ECLI:NL:RVS:2018:1012
Raad van State
- Hoger beroep
- N. Verheij
- H. Troostwijk
- G.M.H. Hoogvliet
- Rechtspraak.nl
Hoger beroep tegen niet-ontvankelijk verklaring van asielaanvragen door staatssecretaris van Justitie en Veiligheid
In deze zaak heeft de Afdeling bestuursrechtspraak van de Raad van State op 22 maart 2018 uitspraak gedaan in het hoger beroep van de staatssecretaris van Justitie en Veiligheid tegen een eerdere uitspraak van de rechtbank Den Haag. De rechtbank had op 4 juli 2017 de besluiten van de staatssecretaris, waarin de aanvragen van vreemdelingen voor een verblijfsvergunning asiel voor bepaalde tijd niet-ontvankelijk waren verklaard, vernietigd. De staatssecretaris had deze aanvragen niet-ontvankelijk verklaard op de grond dat Koeweit voor de vreemdelingen als een veilig derde land kan worden beschouwd.
De staatssecretaris heeft hoger beroep ingesteld, waarbij hij aanvoert dat de rechtbank ten onrechte heeft geoordeeld dat hij ondeugdelijk heeft gemotiveerd dat in Koeweit bescherming wordt geboden overeenkomstig het Vluchtelingenverdrag. De Afdeling heeft echter geoordeeld dat de staatssecretaris in zijn hogerberoepschrift geen nieuwe motivering heeft gegeven die afwijkt van de eerder door de Afdeling beoordeelde motivering in een uitspraak van 13 december 2017. Hierdoor kon de grief van de staatssecretaris niet leiden tot vernietiging van de aangevallen uitspraak.
De Afdeling heeft het hoger beroep kennelijk ongegrond verklaard en de eerdere uitspraak van de rechtbank bevestigd.
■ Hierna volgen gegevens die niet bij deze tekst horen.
PR #38057, opened 2021-12-11
[Paddle-TRT] Fix deformable_conv_op_plugin de/serialization and refine the data type selection

zlsh80826:
### PR types

Bug fixes

### PR changes

Others

### Describe

This PR fix some problem in deformable_conv_op_plugin.
1. Fix the problem that hostBuffer is not updated in `deserializeToDevice` and `serializeFromDevice`
2. This plugin doesn't support the running type is different with data_type_. (Many codes use data_type_ to determine the run type).
3. The best practice for `getOutputDataType` return type is input_type.


shangzhizhou (approved):
LGTM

Tevens is de staatssecretaris veroordeeld tot vergoeding van de proceskosten aan de vreemdelingen, die in verband met de behandeling van het hoger beroep zijn gemaakt. De totale kosten zijn vastgesteld op € 501,00, geheel toe te rekenen aan door een derde beroepsmatig verleende rechtsbijstand.